Sometimes I think that if I keep up with the news I develop a qualified opinion about most matters. But the news report, well, they report…

What does the global economy actually look like? I used tools from data science to understand and visualize it.

Sometimes I think that if I keep up with the news I develop a qualified opinion about most matters. But the news report, well, they report the news – changes to a not too distant past. It’s like looking at the world through the windscreen of a speeding car – it’s not about the big picture. Moreover, I often have the impression that it can sometimes be difficult to separate opinion from fact in the current news landscape. So I thought, I’d dive into the global Economy and see if I can deduce a basic understanding from the data without being an expert.

To aid me in my quest, I used the python package Pymrio which can be used to wrangle input-output tables of the global economy and also calculate footprints. Input-output tables contain information about how money flows in the economy. Final demand in the economy drives businesses to produce goods and services. The businesses rely on other businesses’ goods and services to produce their own goods and services. This is is called intermediate demand as opposed to final demand. The amount of money in the world is not constant, so the tables also represent the value added to the economy. The flow of capital between sectors, consumers and the value added is captured by input-output tables.

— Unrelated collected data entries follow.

PR #6018, opened 2023-01-17
feat(athena-driver): add session-token and database env vars

paulorsbrito:
**Check List**

Add env vars config for Athena session token and use `CUBEJS_DB_NAME` for Athena default database.


paveltiunov:
Hey @paulorsbrito ! Thanks for contributing! We already have `CUBEJS_DB_NAME` supported by the Athena driver. It is just not provided as `Database` connection property. Could you please elaborate on why do you want to provide `Database` property? Is it to avoid using fully qualified names?

darapuk:
Instead of this, cant you just push your credentials into AWS default environment variables? The AWS sdk should handle the above case automatically.

As an example, the below would enable authentication to work as intended:
```
docker run -p 4000:4000 -p 5432:5432 \
  -v ${PWD}:/cube/conf \
  -e CUBEJS_DEV_MODE=true \
  -e AWS_ACCESS_KEY_ID=$AWS_ACCESS_KEY_ID \
  -e AWS_SECRET_ACCESS_KEY=$AWS_SECRET_ACCESS_KEY \
  -e AWS_SESSION_TOKEN=$AWS_SESSION_TOKEN \
  cubejs/cube
```

paulorsbrito:
That really worked, @darapuk ! Thanks! 

As far as I could see in the docs, there's no such env var for default database, so I'll keep that specific changes

josezambrana:
I couldn't find a way to configure a database different than `default`  for athena, but I find this PR can solve this that problems. Is there some way to promote this to be integrated?

PR #358, opened 2020-09-23
341 tabnav child info

mmazanec22:
Closes #341

PR #362, opened 2020-09-24
PR comments

mmazanec22:
Addresses PR comments that I missed before merging #358

### DIFF
--- a/src/entity/Child.ts
+++ b/src/entity/Child.ts
@@ -6,7 +6,7 @@ import {
   OneToMany,
 } from 'typeorm';
 import moment, { Moment } from 'moment';
-import { Length, ValidateNested, IsNotEmpty } from 'class-validator';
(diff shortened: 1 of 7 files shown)


src/entity/Child.ts
```diff
@@ -129,4 +129,7 @@ export class Child implements ChildInterface {
 
   @Column(() => UpdateMetaData, { prefix: false })
   updateMetaData: UpdateMetaData;
+
+  // Had to add this to make typescript happy, even though this implements an interface that extends ObjectWithValidationErrors ???
+  validationErrors: ValidationError[];
```
jlhogan, line 134: I believe this is b/c extending an interface w/ optional properties does not define those properties on the extending class?

jlhogan (commented):
Can you also just explain the array case for `getValidationStatusForFields` here https://github.com/ctoec/data-collection/blob/base/client/src/utils/getValidationStatus.ts#L67

jlhogan (approved):

PR #363, opened 2020-09-24
347 roster alert

### LINKED ISSUE #347: Missing info alert: I see an alert at the top of my roster when there is information missing that is needed to submit my data to OEC.
image

mmazanec22:
Closes #347

### DIFF
--- a/client/src/containers/Roster/Roster.tsx
+++ b/client/src/containers/Roster/Roster.tsx
@@ -6,6 +6,7 @@ import {
   Table,
   PlusCircle,
   Button,
+  AlertProps,
 } from '@ctoec/component-library';
 import AuthenticationContext from '../../contexts/AuthenticationContext/AuthenticationContext';
 import { Child, AgeGroup } from '../../shared/models';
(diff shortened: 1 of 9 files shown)


client/src/containers/Roster/Roster.tsx
```diff
@@ -110,6 +131,8 @@ const Roster: React.FC = () => {
           </Link>
           <CSVDownloadLink />
         </div>
+        {alertElements}
+        {/* TODO: revise accordion to have less stuff in the heading-- needs to be usable for quick navigation */}
```
jlhogan, line 135: im interested please tell me more!

jlhogan (approved):

client/src/containers/Roster/Roster.tsx
mmazanec22: Oh yeah I should have made a ticket sorry-- basically headers are used by screen readers (and search engines, but that's not really a use case for us) to understand page content and structure-- so a blind user may navigate through just the headers to get a sense of what all is on the page and what content they care about/want to delve into, the same way that sighted users pick up on font size/weight and text proximity cues for the same information.  I *think* (but someone should do some googling and verify this when they go to tackle this issue) that as we have it right now, the header for this section will be a little confusing sounding because it will include all of the text nested in this h2, incl the expand button text.  So the action item (if I'm right about this) is that we should modify the accordion to only wrap organizational text needed to make sense of the page in a header, and not all of the other text, even though they're grouped together spatially.

jlhogan: ahhh that totally makes sense. I think i forgot i had pushed stuff into a heading element! thanks for the ticket

PR #367, opened 2020-09-24
Funding types

### LINKED ISSUE #328: Change "private pay" labels to "unfunded"

### LINKED ISSUE #329: Change funding source options from acronyms to acronyms + full text: "CDC" to "CDC – Child Day Care"
Screen Shot 2020-09-15 at 4 50 08 PM

- CDC – Child Day Care
- PSR – Priority School Readiness
- CSR – Competitive School Readiness
- SS – Smart Start
- SHS – State Head Start
and
Change "funding source options" to "funding type"

bamader:
Closes #328 
Closes #329

### DIFF
--- a/client/src/components/Forms/EnrollmentFunding/Fields/Funding/NewFunding.tsx
+++ b/client/src/components/Forms/EnrollmentFunding/Fields/Funding/NewFunding.tsx
@@ -21,7 +21,7 @@ import {
   ChangeEnrollment,
 } from '../../../../../shared/payloads';
 
-const UNFUNDED = 'unfunded';
+const UNFUNDED = 'Unfunded';
 
 type FundingFieldProps<T> = {
   fundingSpaces: FundingSpace[];
@@ -80,7 +80,7 @@ export const FundingField = <
       options={[
         {
           render: (props: RadioOptionRenderProps) => (
-            <RadioButton {...props} text="Unfunded" />
+            <RadioButton {...props} text={UNFUNDED} />
           ),
           value: UNFUNDED,
         },
--- a/client/src/components/Forms/EnrollmentFunding/Fields/Funding/NewFunding.tsx
+++ b/client/src/components/Forms/EnrollmentFunding/Fields/Funding/NewFunding.tsx
@@ -21,7 +21,7 @@ import {
   ChangeEnrollment,
 } from '../../../../../shared/payloads';
 
-const PRIVATE_PAY = 'private-pay';
+const UNFUNDED = 'unfunded';
 
 type FundingFieldProps<T> = {
   fundingSpaces: FundingSpace[];
@@ -76,13 +76,13 @@ export const FundingField = <
       name="funding-source"
       legend="Funding source options"
       showLegend
-      defaultValue={PRIVATE_PAY}
+      defaultValue={UNFUNDED}
       options={[
         {
           render: (props: RadioOptionRenderProps) => (
-            <RadioButton {...props} text="Private pay" />
+            <RadioButton {...props} text="Unfunded" />
           ),
-          value: PRIVATE_PAY,
+          value: UNFUNDED,
         },
         ...fundingSourceOptions.map((fundingSource) => ({
           render: (props: RadioOptionRenderProps) => (
--- a/client/src/containers/Roster/__snapshots__/Roster.test.tsx.snap
+++ b/client/src/containers/Roster/__snapshots__/Roster.test.tsx.snap
@@ -74,12 +74,12 @@ exports[`Roster matches snapshot 1`] = `
                   <div
                     class="margin-top-2 margin-right-2 font-body-sm text-base-darker"
                   >
-                    CDC  — 1/3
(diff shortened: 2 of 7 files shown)


client/src/shared/models/FundingSource.ts
```diff
@@ -1,7 +1,7 @@
 export enum FundingSource {
-  CDC = 'CDC',
-  CSR = 'CSR',
-  PSR = 'PSR',
-  SHS = 'SHS',
-  SS = 'SS',
+  CDC = 'CDC - Child Day Care',
```
jlhogan, line 2: this totally works, and if we ever need to display just the short or long version, we can very easily split this string by `-`

jlhogan (approved):

jlhogan (changes requested):
Just realized -- changing this enum requires a change to the DB since enum types are enforced via check constraint on string values. It's not the best set up but it's the easiest way to do the least custom stuff. if you have other ideas about how this could work (or want to do a little googling and see what other folks do) thats very welcome but not necessary by any means

bamader:
Oh good catch. I didn't even think of constraint checking. I'll do a bit of research to see what other people have used for it, but I'm not gonna spend too long on it. If there's an elegant solution, great, if not, we minimize custom code at the cost of a teeny bit of string checking.

client/src/components/Forms/EnrollmentFunding/Fields/Funding/NewFunding.tsx
```diff
@@ -76,13 +76,13 @@ export const FundingField = <
       name="funding-source"
       legend="Funding source options"
       showLegend
-      defaultValue={PRIVATE_PAY}
+      defaultValue={UNFUNDED}
       options={[
         {
           render: (props: RadioOptionRenderProps) => (
-            <RadioButton {...props} text="Private pay" />
+            <RadioButton {...props} text="Unfunded" />
```
kmagida110, line 83: Naive Javascript question here but is there a reason this can't be the const UNFUNDED?

client/src/containers/Roster/__snapshots__/Roster.test.tsx.snap
```diff
@@ -262,7 +262,7 @@ exports[`Roster matches snapshot 1`] = `
               <td
                 class="font-body-2xs"
               >
-                PSR
+                PSR - Priority School Readiness
```
kmagida110, line 265: Where is the matching change for this?

kmagida110 (approved):
Approved, just a few questions for my own knowledge

client/src/components/Forms/EnrollmentFunding/Fields/Funding/NewFunding.tsx
bamader: Yep that's definitely the right move!

client/src/containers/Roster/__snapshots__/Roster.test.tsx.snap
bamader: When you say matching change, could you elaborate? This is a test snapshot that I had to update because I changed an element of the UI. It got automatically changed by the `docker-compose exec client yarn run test -u` command I mentioned in your PR.

bamader:
I did a little more research than I initially planned because it seemed like there would be some promising leads, but in the end I was pretty dissatisfied with all the solutions I find. I'm sticking with our string checks in the DB. I realized this ALSO means we need to modify the map function and a little bit of how enrollment data is processed when spreadsheets are uploaded. Since we don't want providers to have to fully type out 'CDC - Child Day Care' every time (they should be able to just do CDC), we want to make sure we modify the mapping function to not be like "oh you only typed CDC and not Child Day Care, I have no idea what this is".

bamader:
Update: DB changes have been made in constraint checks, and parsing for Source types has been updated so that providers don't have to enter in the full text in their spreadsheets.

src/controllers/enrollmentReports/map.ts
```diff
@@ -307,7 +308,8 @@ const mapEnum = <T>(
     | typeof FundingTime
     | typeof SpecialEducationServicesType,
   value: string | undefined,
-  firstLetterComparison: boolean = false
+  firstLetterComparison: boolean = false,
```
jlhogan, line 311: would be cool if this was just a regex you pass in to match against instead of `firstLetterComparison` and `isFundingSource`

jlhogan (approved):
one potential improvement to increase reusability (if we end up changing more enum values) but not a blocker

src/controllers/enrollmentReports/map.ts
bamader: I don't actually know why `firstLetterComparison` is there (maybe from some other check), but are you saying we should use a regex to decide what type of enum we're looking at?

jlhogan: yeah no ignore me -- i thought it was doing a different thing and we could just use a regex to compare more programatically. but more complicated than i thought upon further inspection

Issue #338, opened 2020-09-18
Enable differentiation of validation error display btwn Create & Edit flows 


RyanHansz:
blocked by: #365 

thoughts: create a context that uses location to determine if validations are errors (create flow -- they look red) or warnings (edit flow -- they look yellow)

For info required to enroll:
<img width="405" alt="Screen Shot 2020-09-18 at 7 59 53 AM" src="https://user-images.githubusercontent.com/63253539/93595029-f171fc80-f984-11ea-8072-f040fafc7a40.png">

RyanHansz:
Blocking:
- Name
- Date of birth
- Gender
- Site
- Organization
- Age Group
- Enrollment date
- Funding type
- Contract space
- First funding period
- Household size (unless foster)
- Annual household income (unless foster)
- Determination date (unless foster)
- Race
- Ethnicity
- Street Address (unless experiencing homelessness)
- Town
- State
- ZIP Code

mmazanec22:
@RyanHansz which non blocking fields need warning messages, and which ones are truly optional?  (Off the top of my head-- assuming that middle name and suffix are truly optional.)

Also-- do all "blocking" errors prevent form submission, or only some of them?  If some of them do and some of them don't, should we distinguish those in any way?  (Thinking about accessibility-- we probably should only use the HTML attribute required on the ones that do block submission, and consider whether moving focus to the first element is for submission-blocking fields or all fields with errors.)

jlhogan:
We need to regroup on "blocking" validations. Would it be acceptable to scrap them, and only have validations of the non-blocking variety?

RyanHansz:
I'd like to confirm this with Julie, but I believe there's a bare minimum amount of data that we need for a record to be worth collecting (like a record with no names). Since we're starting with a point in time count, it doesn't make sense to me to let people create incomplete enrollments.

jlhogan:
one way we can get to "blocking" validations with the class-validator package is to create a [validation "class"](https://github.com/typestack/class-validator#custom-validation-classes) for blocking validations, and run this validation on PUT/POST body before writing to db, and opting to fail the req + not write to DB if blocking validation is encountered. this means we don't have to check those validations when users do bulk upload, but can easily enforce them for individual record reation via API.

jlhogan:
>OEC isn't allowed to collect data on private pay children

[...]

PR #369, opened 2020-09-25
365 add child info required

### LINKED ISSUE #365: Make missing info block progress through AddChild flow
- `onSuccess` logic becomes `moveToNextStep`
- `onSuccess` just is refetch child
- refetchChild conditionally calls moveToNextStep based on if the `hasValidationErrors` func for the current step says no validation errors!
- style errors as errors instead of warning
- use focus first error

part of #338

mmazanec22:
Closes #365 

This was so much less bad than I thought it would be thanks to our chat Julia!

### DIFF
--- a/client/src/components/Forms/CareForKids/Form.tsx
+++ b/client/src/components/Forms/CareForKids/Form.tsx
@@ -17,7 +17,7 @@ export const doesC4kFormHaveErrors = (child: Child) =>
  */
 export const CareForKidsForm: React.FC<EditFormProps> = ({
   child,
-  afterDataSave: onSuccess,
+  afterDataSave,
 }) => {
   const { accessToken } = useContext(AuthenticationContext);
   const [isSaving, setIsSaving] = useState(false);
@@ -27,7 +27,7 @@ export const CareForKidsForm: React.FC<EditFormProps> = ({
   const onSubmit = (updatedChild: Child) => {
     setIsSaving(true);
     apiPut(`children/${child.id}`, updatedChild, { accessToken })
-      .then(() => onSuccess())
+      .then(() => afterDataSave())
       .catch((err) => {
         console.log(err);
       })
--- a/client/src/components/Forms/CareForKids/Form.tsx
+++ b/client/src/components/Forms/CareForKids/Form.tsx
@@ -27,7 +27,7 @@ export const CareForKidsForm: React.FC<EditFormProps> = ({
   const onSubmit = (updatedChild: Child) => {
     setIsSaving(true);
     apiPut(`children/${child.id}`, updatedChild, { accessToken })
-      .then(() => afterDataSave())
+      .then(afterDataSave)
       .catch((err) => {
         console.log(err);
       })
--- a/client/src/components/Forms/CareForKids/Form.tsx
+++ b/client/src/components/Forms/CareForKids/Form.tsx
@@ -17,7 +17,7 @@ export const doesC4kFormHaveErrors = (child: Child) =>
  */
 export const CareForKidsForm: React.FC<EditFormProps> = ({
   child,
-  onSuccess,
+  afterDataSave: onSuccess,
 }) => {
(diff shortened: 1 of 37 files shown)


client/src/components/Forms/CareForKids/Form.tsx
```diff
@@ -17,7 +17,7 @@ export const doesC4kFormHaveErrors = (child: Child) =>
  */
 export const CareForKidsForm: React.FC<EditFormProps> = ({
   child,
-  onSuccess,
+  afterDataSave: onSuccess,
```
jlhogan: nit: don't rename to onSuccess?

client/src/components/Forms/FamilyIncome/Form/index.tsx
```diff
@@ -11,13 +11,13 @@ const incomeDetFields = ['numberOfPeople', 'income', 'determinationDate'];
...
-      incomeDetFields
-    )
+        family.incomeDeterminations,
+        incomeDetFields
+      )
     : true;
 
 export const FamilyIncomeForm: React.FC<EditFormProps> = (props) => {
-  const { child, onSuccess } = props;
+  const { child, afterDataSave: afterDataSave } = props;
```
jlhogan, line 20: nit: don't need to cast to same name

client/src/containers/AddChild/AddChild.tsx
```diff
@@ -104,15 +91,41 @@ const AddChild: React.FC = () => {
...
+  useEffect(() => {
+    if (!childId) return;
+
+    apiGet(`children/${childId}`, {
+      accessToken,
+    })
+      .then((updatedChild) => {
+        updateChild(updatedChild);
+        if (!updatedChild || !steps || !indexOfCurrentStep) return;
+        // todo: make step list less opinionated
```
jlhogan, line 108: :)

client/src/containers/AddChild/NewEnrollment.tsx
```diff
@@ -45,7 +45,7 @@ export const NewEnrollment = ({
     setSaving(true);
     if (!Object.values(_enrollment).every((value) => !value)) {
       // If all of the values are null or undefined, don't block
```
jlhogan, line 47: is this still what we want to do here? I would guess that in addition to not allowing ppl to enter data that's missing fields, we don't want to let them create data without an enrollment (and _probably_ also want to enforce they add a funding) Maybe a question for @RyanHansz

client/src/containers/AddChild/NewEnrollment.tsx
```diff
@@ -45,7 +45,7 @@ export const NewEnrollment = ({
     setSaving(true);
```
jlhogan, line 45: nit: in line 40 above, use `getCurrentEnrollment` util?

client/src/utils/getValidationStatus.ts
```diff
@@ -40,7 +56,7 @@ export function getValidationStatusForField<
   if (!validationError) return;
   const { constraints } = validationError;
   return {
-    type: 'warning',
+    type: 'error',
```
jlhogan, line 59: so does this make all displayed validation errors look like errors, even in edit flow? not blocker just clarifying. And we have https://github.com/ctoec/data-collection/issues/338 to deal with display as warning/error based on where the user is interacting with the form so not something to address here regardless :)

jlhogan (approved):
🎉  woooo

client/src/utils/getValidationStatus.ts
mmazanec22: Yes it does, but this can be manually overridden.  Still think that context will be the best way to go if we decide to differentiate warning/error

client/src/containers/AddChild/NewEnrollment.tsx
mmazanec22: I'll take this out-- agree that sounded like what we were after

Most countries in the world produce input-output tables. But they use different formats, and some don’t produce them every year. Luckily, some researchers compile them into data sets to allow for research into the global economy and to calculate various types of footprints. Pymrio is a package that allows the user to interact with these input-output tables or create your own. I used the EORA26[1,2] data set which contains input-output tables for 189 regions from the years 1990 to 2015 with a common set of 26 sectors. It is a condensed version of the full EORA data base where the sectors have not been aggregated into common ones.

Pymrio allows the input-output tables to be aggregated in different ways. For example, let’s say you want to consider the European Union as a single region. Pymrio can then combine the data of the relevant region into a single region with the common sectors without you having to worry about the indexing. The same can be done with the sectors. Imagine that you want to compare countries but don’t care about the details of the sectors. Pymrio can then help you aggregate the sectors.

I wanted to gain an understanding about how money flowed across borders – which countries were well connected and which were not? I asked myself: Could the global economy be understood in terms of a few clusters of economies that trade with each other? And how are the sectors connected on a global scale?

I aggregated all the sectors to a single sector and compared the flow of money in the intermediate demand. I introduced a distance metric 1/_Tij, where _Tij is the average of the input of money from region i to region j and vice versa in the intermediate demand. With this distance metric, we can represent each region as a dot on map and place the dots such that they, to a reasonable extent, are placed at a distance that corresponds to the extent to which the two regions trade. I used multi-dimensional scaling for this. The map can be seen in Figure 1, below.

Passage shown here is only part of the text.